> [Work required]:
Would you return the entries exactly, with every line intact?

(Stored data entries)
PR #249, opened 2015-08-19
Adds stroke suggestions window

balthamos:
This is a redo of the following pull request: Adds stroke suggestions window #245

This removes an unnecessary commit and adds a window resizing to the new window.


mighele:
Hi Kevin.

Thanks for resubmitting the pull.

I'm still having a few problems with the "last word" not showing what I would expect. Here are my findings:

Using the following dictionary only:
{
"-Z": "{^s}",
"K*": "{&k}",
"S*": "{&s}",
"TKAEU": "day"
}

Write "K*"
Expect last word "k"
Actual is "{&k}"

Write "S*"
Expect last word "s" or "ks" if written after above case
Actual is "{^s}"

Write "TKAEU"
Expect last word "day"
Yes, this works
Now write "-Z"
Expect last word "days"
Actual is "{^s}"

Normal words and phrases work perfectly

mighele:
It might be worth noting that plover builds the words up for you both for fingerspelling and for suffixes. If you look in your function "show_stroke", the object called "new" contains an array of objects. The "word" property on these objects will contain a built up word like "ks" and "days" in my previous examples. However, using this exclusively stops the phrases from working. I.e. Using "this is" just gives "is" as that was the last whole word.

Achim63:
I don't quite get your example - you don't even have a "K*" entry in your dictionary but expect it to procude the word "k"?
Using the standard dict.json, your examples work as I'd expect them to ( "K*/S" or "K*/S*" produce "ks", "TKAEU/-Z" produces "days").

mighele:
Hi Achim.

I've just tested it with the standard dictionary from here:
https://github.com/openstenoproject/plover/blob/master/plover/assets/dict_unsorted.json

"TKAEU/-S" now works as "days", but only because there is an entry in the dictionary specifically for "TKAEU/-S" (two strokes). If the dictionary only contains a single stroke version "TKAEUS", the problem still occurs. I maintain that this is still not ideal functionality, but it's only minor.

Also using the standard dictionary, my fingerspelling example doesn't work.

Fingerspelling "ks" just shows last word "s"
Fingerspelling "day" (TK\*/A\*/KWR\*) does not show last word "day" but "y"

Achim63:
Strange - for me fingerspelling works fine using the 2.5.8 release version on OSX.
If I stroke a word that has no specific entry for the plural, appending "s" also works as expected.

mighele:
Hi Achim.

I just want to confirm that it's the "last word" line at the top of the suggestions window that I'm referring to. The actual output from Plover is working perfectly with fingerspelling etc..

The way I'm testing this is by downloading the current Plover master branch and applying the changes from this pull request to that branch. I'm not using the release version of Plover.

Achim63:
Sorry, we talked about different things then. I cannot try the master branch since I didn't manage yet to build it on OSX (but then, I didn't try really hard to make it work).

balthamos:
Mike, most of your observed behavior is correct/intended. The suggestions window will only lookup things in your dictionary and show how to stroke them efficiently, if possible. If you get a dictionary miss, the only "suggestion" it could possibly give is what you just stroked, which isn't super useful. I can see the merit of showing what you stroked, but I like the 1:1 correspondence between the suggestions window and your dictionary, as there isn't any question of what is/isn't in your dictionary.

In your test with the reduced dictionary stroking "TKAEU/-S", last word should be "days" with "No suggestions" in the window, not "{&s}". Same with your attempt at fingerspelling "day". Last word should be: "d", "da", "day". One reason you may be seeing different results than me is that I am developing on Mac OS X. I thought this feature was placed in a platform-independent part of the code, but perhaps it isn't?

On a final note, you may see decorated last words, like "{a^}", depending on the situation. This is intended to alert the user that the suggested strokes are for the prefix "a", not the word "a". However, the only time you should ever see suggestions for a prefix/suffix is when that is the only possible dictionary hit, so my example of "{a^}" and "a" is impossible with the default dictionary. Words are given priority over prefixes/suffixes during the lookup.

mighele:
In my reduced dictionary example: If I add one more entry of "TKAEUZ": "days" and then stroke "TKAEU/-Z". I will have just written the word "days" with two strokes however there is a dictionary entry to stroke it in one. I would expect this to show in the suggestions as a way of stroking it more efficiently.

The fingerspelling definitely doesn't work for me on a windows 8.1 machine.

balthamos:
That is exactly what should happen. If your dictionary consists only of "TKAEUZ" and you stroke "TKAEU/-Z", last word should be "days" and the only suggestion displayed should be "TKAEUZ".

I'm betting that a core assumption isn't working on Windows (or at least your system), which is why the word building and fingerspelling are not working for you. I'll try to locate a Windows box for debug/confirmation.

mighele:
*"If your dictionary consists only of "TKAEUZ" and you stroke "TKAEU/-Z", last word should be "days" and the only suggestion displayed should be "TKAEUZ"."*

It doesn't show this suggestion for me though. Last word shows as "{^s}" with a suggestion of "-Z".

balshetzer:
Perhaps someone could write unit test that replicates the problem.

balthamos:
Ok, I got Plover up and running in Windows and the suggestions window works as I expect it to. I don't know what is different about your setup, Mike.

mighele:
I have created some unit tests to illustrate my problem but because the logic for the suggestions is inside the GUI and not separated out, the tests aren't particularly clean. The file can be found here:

> [The answer]:
PR #249, opened 2015-08-19
Adds stroke suggestions window

balthamos:
This is a redo of the following pull request: Adds stroke suggestions window #245

This removes an unnecessary commit and adds a window resizing to the new window.


mighele:
Hi Kevin.

Thanks for resubmitting the pull.

I'm still having a few problems with the "last word" not showing what I would expect. Here are my findings:

Using the following dictionary only:
{
"-Z": "{^s}",
"K*": "{&k}",
"S*": "{&s}",
"TKAEU": "day"
}

Write "K*"
Expect last word "k"
Actual is "{&k}"

Write "S*"
Expect last word "s" or "ks" if written after above case
Actual is "{^s}"

Write "TKAEU"
Expect last word "day"
Yes, this works
Now write "-Z"
Expect last word "days"
Actual is "{^s}"

Normal words and phrases work perfectly

mighele:
It might be worth noting that plover builds the words up for you both for fingerspelling and for suffixes. If you look in your function "show_stroke", the object called "new" contains an array of objects. The "word" property on these objects will contain a built up word like "ks" and "days" in my previous examples. However, using this exclusively stops the phrases from working. I.e. Using "this is" just gives "is" as that was the last whole word.

Achim63:
I don't quite get your example - you don't even have a "K*" entry in your dictionary but expect it to procude the word "k"?
Using the standard dict.json, your examples work as I'd expect them to ( "K*/S" or "K*/S*" produce "ks", "TKAEU/-Z" produces "days").

mighele:
Hi Achim.

I've just tested it with the standard dictionary from here:
https://github.com/openstenoproject/plover/blob/master/plover/assets/dict_unsorted.json

"TKAEU/-S" now works as "days", but only because there is an entry in the dictionary specifically for "TKAEU/-S" (two strokes). If the dictionary only contains a single stroke version "TKAEUS", the problem still occurs. I maintain that this is still not ideal functionality, but it's only minor.

Also using the standard dictionary, my fingerspelling example doesn't work.

Fingerspelling "ks" just shows last word "s"
Fingerspelling "day" (TK\*/A\*/KWR\*) does not show last word "day" but "y"

Achim63:
Strange - for me fingerspelling works fine using the 2.5.8 release version on OSX.
If I stroke a word that has no specific entry for the plural, appending "s" also works as expected.

mighele:
Hi Achim.

I just want to confirm that it's the "last word" line at the top of the suggestions window that I'm referring to. The actual output from Plover is working perfectly with fingerspelling etc..

The way I'm testing this is by downloading the current Plover master branch and applying the changes from this pull request to that branch. I'm not using the release version of Plover.

Achim63:
Sorry, we talked about different things then. I cannot try the master branch since I didn't manage yet to build it on OSX (but then, I didn't try really hard to make it work).

balthamos:
Mike, most of your observed behavior is correct/intended. The suggestions window will only lookup things in your dictionary and show how to stroke them efficiently, if possible. If you get a dictionary miss, the only "suggestion" it could possibly give is what you just stroked, which isn't super useful. I can see the merit of showing what you stroked, but I like the 1:1 correspondence between the suggestions window and your dictionary, as there isn't any question of what is/isn't in your dictionary.

In your test with the reduced dictionary stroking "TKAEU/-S", last word should be "days" with "No suggestions" in the window, not "{&s}". Same with your attempt at fingerspelling "day". Last word should be: "d", "da", "day". One reason you may be seeing different results than me is that I am developing on Mac OS X. I thought this feature was placed in a platform-independent part of the code, but perhaps it isn't?

On a final note, you may see decorated last words, like "{a^}", depending on the situation. This is intended to alert the user that the suggested strokes are for the prefix "a", not the word "a". However, the only time you should ever see suggestions for a prefix/suffix is when that is the only possible dictionary hit, so my example of "{a^}" and "a" is impossible with the default dictionary. Words are given priority over prefixes/suffixes during the lookup.

mighele:
In my reduced dictionary example: If I add one more entry of "TKAEUZ": "days" and then stroke "TKAEU/-Z". I will have just written the word "days" with two strokes however there is a dictionary entry to stroke it in one. I would expect this to show in the suggestions as a way of stroking it more efficiently.

The fingerspelling definitely doesn't work for me on a windows 8.1 machine.

balthamos:
That is exactly what should happen. If your dictionary consists only of "TKAEUZ" and you stroke "TKAEU/-Z", last word should be "days" and the only suggestion displayed should be "TKAEUZ".

I'm betting that a core assumption isn't working on Windows (or at least your system), which is why the word building and fingerspelling are not working for you. I'll try to locate a Windows box for debug/confirmation.

mighele:
*"If your dictionary consists only of "TKAEUZ" and you stroke "TKAEU/-Z", last word should be "days" and the only suggestion displayed should be "TKAEUZ"."*

It doesn't show this suggestion for me though. Last word shows as "{^s}" with a suggestion of "-Z".

balshetzer:
Perhaps someone could write unit test that replicates the problem.

balthamos:
Ok, I got Plover up and running in Windows and the suggestions window works as I expect it to. I don't know what is different about your setup, Mike.

mighele:
I have created some unit tests to illustrate my problem but because the logic for the suggestions is inside the GUI and not separated out, the tests aren't particularly clean. The file can be found here:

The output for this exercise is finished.